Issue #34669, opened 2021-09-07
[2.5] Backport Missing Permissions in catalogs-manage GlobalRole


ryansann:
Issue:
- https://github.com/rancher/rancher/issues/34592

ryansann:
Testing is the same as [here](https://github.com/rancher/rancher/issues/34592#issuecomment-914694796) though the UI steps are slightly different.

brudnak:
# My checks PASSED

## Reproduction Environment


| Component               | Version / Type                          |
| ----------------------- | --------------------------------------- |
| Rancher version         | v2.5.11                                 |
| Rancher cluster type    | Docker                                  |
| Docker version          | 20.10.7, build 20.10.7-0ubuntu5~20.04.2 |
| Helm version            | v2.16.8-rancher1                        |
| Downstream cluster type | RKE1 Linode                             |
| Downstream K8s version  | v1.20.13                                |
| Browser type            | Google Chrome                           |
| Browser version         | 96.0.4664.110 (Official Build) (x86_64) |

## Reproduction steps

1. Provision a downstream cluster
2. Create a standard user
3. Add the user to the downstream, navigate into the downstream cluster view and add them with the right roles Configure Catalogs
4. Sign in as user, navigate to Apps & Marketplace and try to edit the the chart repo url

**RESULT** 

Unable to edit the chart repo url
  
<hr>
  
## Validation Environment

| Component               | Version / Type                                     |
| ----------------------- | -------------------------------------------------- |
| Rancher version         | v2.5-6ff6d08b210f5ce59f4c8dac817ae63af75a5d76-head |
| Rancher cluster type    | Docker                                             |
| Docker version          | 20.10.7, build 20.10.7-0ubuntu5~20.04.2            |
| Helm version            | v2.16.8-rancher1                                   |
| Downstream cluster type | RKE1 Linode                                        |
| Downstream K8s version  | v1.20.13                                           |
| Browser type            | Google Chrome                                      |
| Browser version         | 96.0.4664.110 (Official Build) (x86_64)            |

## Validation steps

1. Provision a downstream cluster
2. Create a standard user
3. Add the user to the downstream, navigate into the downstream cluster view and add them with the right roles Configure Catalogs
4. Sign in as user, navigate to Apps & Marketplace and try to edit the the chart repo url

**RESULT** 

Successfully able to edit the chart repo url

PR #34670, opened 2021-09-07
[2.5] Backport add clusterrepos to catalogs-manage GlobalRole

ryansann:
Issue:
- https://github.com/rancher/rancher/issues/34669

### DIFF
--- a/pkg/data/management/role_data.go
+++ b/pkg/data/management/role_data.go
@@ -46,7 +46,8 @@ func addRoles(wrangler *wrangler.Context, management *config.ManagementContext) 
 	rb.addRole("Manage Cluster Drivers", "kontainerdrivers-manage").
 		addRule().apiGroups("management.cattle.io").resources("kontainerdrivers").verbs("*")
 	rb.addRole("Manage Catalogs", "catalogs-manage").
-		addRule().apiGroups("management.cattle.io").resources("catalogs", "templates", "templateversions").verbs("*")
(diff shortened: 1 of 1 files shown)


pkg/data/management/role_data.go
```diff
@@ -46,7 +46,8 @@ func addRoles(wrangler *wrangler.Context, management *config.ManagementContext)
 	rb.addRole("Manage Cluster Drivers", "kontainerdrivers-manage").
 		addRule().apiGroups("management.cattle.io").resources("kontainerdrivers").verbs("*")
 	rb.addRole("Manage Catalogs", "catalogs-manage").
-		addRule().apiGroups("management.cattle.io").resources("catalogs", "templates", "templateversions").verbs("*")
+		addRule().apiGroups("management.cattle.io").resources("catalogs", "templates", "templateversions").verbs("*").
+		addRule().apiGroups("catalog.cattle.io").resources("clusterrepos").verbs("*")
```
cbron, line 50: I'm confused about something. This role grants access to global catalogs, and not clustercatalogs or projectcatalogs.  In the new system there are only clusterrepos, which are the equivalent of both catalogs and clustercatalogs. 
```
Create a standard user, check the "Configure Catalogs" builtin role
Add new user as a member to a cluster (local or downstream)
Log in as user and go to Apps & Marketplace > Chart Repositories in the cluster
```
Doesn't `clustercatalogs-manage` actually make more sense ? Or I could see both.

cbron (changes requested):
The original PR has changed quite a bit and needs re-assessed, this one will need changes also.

****************

Exercise goal.
The full set of records is to be written out once more, word for word.

Response area.
Issue #34669, opened 2021-09-07
[2.5] Backport Missing Permissions in catalogs-manage GlobalRole


ryansann:
Issue:
- https://github.com/rancher/rancher/issues/34592

ryansann:
Testing is the same as [here](https://github.com/rancher/rancher/issues/34592#issuecomment-914694796) though the UI steps are slightly different.

brudnak:
# My checks PASSED

## Reproduction Environment


| Component               | Version / Type                          |
| ----------------------- | --------------------------------------- |
| Rancher version         | v2.5.11                                 |
| Rancher cluster type    | Docker                                  |
| Docker version          | 20.10.7, build 20.10.7-0ubuntu5~20.04.2 |
| Helm version            | v2.16.8-rancher1                        |
| Downstream cluster type | RKE1 Linode                             |
| Downstream K8s version  | v1.20.13                                |
| Browser type            | Google Chrome                           |
| Browser version         | 96.0.4664.110 (Official Build) (x86_64) |

## Reproduction steps

1. Provision a downstream cluster
2. Create a standard user
3. Add the user to the downstream, navigate into the downstream cluster view and add them with the right roles Configure Catalogs
4. Sign in as user, navigate to Apps & Marketplace and try to edit the the chart repo url

**RESULT** 

Unable to edit the chart repo url
  
<hr>
  
## Validation Environment

| Component               | Version / Type                                     |
| ----------------------- | -------------------------------------------------- |
| Rancher version         | v2.5-6ff6d08b210f5ce59f4c8dac817ae63af75a5d76-head |
| Rancher cluster type    | Docker                                             |
| Docker version          | 20.10.7, build 20.10.7-0ubuntu5~20.04.2            |
| Helm version            | v2.16.8-rancher1                                   |
| Downstream cluster type | RKE1 Linode                                        |
| Downstream K8s version  | v1.20.13                                           |
| Browser type            | Google Chrome                                      |
| Browser version         | 96.0.4664.110 (Official Build) (x86_64)            |

## Validation steps

1. Provision a downstream cluster
2. Create a standard user
3. Add the user to the downstream, navigate into the downstream cluster view and add them with the right roles Configure Catalogs
4. Sign in as user, navigate to Apps & Marketplace and try to edit the the chart repo url

**RESULT** 

Successfully able to edit the chart repo url

PR #34670, opened 2021-09-07
[2.5] Backport add clusterrepos to catalogs-manage GlobalRole

ryansann:
Issue:
- https://github.com/rancher/rancher/issues/34669

### DIFF
--- a/pkg/data/management/role_data.go
+++ b/pkg/data/management/role_data.go
@@ -46,7 +46,8 @@ func addRoles(wrangler *wrangler.Context, management *config.ManagementContext) 
 	rb.addRole("Manage Cluster Drivers", "kontainerdrivers-manage").
 		addRule().apiGroups("management.cattle.io").resources("kontainerdrivers").verbs("*")
 	rb.addRole("Manage Catalogs", "catalogs-manage").
-		addRule().apiGroups("management.cattle.io").resources("catalogs", "templates", "templateversions").verbs("*")
(diff shortened: 1 of 1 files shown)


pkg/data/management/role_data.go
```diff
@@ -46,7 +46,8 @@ func addRoles(wrangler *wrangler.Context, management *config.ManagementContext)
 	rb.addRole("Manage Cluster Drivers", "kontainerdrivers-manage").
 		addRule().apiGroups("management.cattle.io").resources("kontainerdrivers").verbs("*")
 	rb.addRole("Manage Catalogs", "catalogs-manage").
-		addRule().apiGroups("management.cattle.io").resources("catalogs", "templates", "templateversions").verbs("*")
+		addRule().apiGroups("management.cattle.io").resources("catalogs", "templates", "templateversions").verbs("*").
+		addRule().apiGroups("catalog.cattle.io").resources("clusterrepos").verbs("*")
```
cbron, line 50: I'm confused about something. This role grants access to global catalogs, and not clustercatalogs or projectcatalogs.  In the new system there are only clusterrepos, which are the equivalent of both catalogs and clustercatalogs. 
```
Create a standard user, check the "Configure Catalogs" builtin role
Add new user as a member to a cluster (local or downstream)
Log in as user and go to Apps & Marketplace > Chart Repositories in the cluster
```
Doesn't `clustercatalogs-manage` actually make more sense ? Or I could see both.

cbron (changes requested):
The original PR has changed quite a bit and needs re-assessed, this one will need changes also.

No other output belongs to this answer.